- Data items
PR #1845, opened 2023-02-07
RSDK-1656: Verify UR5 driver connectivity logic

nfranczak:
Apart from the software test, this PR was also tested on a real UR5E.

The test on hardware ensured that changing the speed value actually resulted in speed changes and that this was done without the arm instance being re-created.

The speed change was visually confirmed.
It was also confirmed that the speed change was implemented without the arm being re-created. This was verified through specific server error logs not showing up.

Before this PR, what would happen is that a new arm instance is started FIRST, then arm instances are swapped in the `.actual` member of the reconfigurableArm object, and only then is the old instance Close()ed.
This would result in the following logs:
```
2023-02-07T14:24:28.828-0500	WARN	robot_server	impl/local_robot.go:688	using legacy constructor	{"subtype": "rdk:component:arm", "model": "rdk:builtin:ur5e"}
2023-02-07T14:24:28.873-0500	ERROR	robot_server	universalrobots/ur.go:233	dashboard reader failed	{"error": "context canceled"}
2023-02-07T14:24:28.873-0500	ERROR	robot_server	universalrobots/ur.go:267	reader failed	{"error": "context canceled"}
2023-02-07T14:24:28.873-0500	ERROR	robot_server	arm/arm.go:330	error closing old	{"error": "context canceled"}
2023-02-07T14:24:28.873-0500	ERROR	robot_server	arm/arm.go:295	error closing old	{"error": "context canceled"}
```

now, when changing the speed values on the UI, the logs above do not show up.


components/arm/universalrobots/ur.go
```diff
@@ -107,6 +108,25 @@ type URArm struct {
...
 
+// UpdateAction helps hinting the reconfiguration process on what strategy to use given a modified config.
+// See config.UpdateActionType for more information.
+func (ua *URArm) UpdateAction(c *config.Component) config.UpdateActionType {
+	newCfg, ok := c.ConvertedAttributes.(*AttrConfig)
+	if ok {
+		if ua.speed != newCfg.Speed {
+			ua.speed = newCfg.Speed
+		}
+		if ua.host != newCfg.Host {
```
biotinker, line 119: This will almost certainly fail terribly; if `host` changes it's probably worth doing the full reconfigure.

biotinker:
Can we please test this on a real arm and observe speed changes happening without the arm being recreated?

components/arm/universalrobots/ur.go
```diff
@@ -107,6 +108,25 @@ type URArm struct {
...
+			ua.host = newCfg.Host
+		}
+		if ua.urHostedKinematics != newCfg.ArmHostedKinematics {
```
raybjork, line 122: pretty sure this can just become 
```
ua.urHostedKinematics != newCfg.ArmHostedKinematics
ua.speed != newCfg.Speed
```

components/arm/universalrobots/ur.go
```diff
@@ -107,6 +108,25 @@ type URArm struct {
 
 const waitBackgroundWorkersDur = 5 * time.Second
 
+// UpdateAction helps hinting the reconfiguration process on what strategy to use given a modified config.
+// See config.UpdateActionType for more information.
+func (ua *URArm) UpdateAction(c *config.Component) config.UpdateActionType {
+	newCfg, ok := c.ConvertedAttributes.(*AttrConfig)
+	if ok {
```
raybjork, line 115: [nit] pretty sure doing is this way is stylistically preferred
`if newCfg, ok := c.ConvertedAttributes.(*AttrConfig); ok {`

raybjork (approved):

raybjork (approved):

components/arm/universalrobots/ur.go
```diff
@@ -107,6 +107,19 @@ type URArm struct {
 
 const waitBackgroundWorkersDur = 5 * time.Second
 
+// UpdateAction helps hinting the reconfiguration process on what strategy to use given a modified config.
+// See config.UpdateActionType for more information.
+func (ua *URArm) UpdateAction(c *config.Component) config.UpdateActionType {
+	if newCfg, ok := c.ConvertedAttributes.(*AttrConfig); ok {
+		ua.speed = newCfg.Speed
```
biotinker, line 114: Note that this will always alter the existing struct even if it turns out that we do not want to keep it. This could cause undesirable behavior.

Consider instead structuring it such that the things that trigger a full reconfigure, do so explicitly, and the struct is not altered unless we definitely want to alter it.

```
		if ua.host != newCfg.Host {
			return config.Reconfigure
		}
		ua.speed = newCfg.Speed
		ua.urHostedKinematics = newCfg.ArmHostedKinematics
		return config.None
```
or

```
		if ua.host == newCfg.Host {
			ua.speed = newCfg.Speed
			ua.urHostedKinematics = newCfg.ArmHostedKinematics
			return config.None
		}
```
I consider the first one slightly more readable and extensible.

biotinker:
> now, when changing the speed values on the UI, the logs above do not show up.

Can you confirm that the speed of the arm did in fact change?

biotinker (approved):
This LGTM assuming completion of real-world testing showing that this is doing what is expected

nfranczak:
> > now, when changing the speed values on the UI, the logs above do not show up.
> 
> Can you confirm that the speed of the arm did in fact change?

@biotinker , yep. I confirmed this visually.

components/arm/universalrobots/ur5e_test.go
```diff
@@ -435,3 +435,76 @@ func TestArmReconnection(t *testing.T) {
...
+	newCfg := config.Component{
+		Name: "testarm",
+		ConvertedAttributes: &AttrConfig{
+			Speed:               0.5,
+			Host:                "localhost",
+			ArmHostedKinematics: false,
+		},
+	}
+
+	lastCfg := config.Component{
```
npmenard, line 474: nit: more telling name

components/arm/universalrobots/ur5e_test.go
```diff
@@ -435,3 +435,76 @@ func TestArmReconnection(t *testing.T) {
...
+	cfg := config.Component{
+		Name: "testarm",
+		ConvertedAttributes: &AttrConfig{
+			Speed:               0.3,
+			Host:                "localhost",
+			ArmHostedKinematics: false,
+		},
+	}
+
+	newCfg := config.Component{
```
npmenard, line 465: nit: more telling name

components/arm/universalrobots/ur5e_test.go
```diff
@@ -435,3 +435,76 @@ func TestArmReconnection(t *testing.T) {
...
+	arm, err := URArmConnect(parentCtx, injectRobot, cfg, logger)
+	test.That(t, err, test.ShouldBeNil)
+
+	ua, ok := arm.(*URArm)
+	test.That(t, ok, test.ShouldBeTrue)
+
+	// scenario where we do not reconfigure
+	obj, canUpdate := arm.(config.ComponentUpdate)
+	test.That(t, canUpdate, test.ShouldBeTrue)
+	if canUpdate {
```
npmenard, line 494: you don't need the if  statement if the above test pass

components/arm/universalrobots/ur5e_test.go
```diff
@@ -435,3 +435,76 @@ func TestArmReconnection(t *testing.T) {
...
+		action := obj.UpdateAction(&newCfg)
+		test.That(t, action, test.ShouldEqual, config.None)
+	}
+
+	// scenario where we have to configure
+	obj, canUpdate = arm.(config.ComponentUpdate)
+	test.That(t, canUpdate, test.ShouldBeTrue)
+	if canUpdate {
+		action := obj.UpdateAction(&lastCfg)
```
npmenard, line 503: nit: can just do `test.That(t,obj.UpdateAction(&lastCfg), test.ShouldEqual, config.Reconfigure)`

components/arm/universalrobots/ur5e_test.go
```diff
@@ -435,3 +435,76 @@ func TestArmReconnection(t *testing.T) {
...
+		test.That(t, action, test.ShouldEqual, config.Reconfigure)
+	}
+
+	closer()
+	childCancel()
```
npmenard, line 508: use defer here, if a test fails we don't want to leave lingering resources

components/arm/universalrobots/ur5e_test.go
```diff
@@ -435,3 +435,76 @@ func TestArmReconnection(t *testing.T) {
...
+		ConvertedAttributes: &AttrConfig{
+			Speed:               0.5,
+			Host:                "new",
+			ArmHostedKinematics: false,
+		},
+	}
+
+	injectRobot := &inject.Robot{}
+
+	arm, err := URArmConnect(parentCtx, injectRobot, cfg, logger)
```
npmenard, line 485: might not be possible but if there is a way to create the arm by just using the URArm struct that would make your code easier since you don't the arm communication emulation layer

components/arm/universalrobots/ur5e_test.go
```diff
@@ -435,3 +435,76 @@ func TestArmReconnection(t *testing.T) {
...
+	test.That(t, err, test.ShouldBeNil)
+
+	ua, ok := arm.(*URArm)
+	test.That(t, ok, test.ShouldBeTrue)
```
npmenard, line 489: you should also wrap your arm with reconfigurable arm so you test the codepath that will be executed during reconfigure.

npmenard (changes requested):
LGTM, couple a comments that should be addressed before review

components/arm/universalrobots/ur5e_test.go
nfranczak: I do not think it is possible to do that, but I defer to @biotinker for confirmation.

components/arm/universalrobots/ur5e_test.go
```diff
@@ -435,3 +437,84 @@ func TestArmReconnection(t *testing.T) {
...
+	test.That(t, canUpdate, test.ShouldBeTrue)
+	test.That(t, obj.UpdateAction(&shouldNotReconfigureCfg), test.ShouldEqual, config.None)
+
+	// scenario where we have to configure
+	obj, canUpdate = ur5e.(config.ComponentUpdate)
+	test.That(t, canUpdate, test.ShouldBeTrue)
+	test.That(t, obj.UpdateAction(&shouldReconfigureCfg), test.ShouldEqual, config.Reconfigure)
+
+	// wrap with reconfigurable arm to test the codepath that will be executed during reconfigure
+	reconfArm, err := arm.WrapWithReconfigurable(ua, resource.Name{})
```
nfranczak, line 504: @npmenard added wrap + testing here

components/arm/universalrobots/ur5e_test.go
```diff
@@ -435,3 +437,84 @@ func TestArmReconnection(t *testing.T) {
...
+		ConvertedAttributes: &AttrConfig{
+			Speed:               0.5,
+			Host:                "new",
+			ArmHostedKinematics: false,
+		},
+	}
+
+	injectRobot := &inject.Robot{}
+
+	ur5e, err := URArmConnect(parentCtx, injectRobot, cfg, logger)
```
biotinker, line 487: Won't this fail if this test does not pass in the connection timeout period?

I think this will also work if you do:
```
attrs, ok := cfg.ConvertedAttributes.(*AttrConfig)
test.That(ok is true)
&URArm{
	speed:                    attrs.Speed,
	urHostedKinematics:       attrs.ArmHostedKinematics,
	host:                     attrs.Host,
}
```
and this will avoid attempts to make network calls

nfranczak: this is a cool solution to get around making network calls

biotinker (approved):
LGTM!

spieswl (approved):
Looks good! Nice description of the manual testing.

- Problem statement
After locating the line that contains "Apart from the", please copy exactly every line from the start of the records through it, and nothing else.

- Task output
PR #1845, opened 2023-02-07
RSDK-1656: Verify UR5 driver connectivity logic

nfranczak:
Apart from the software test, this PR was also tested on a real UR5E.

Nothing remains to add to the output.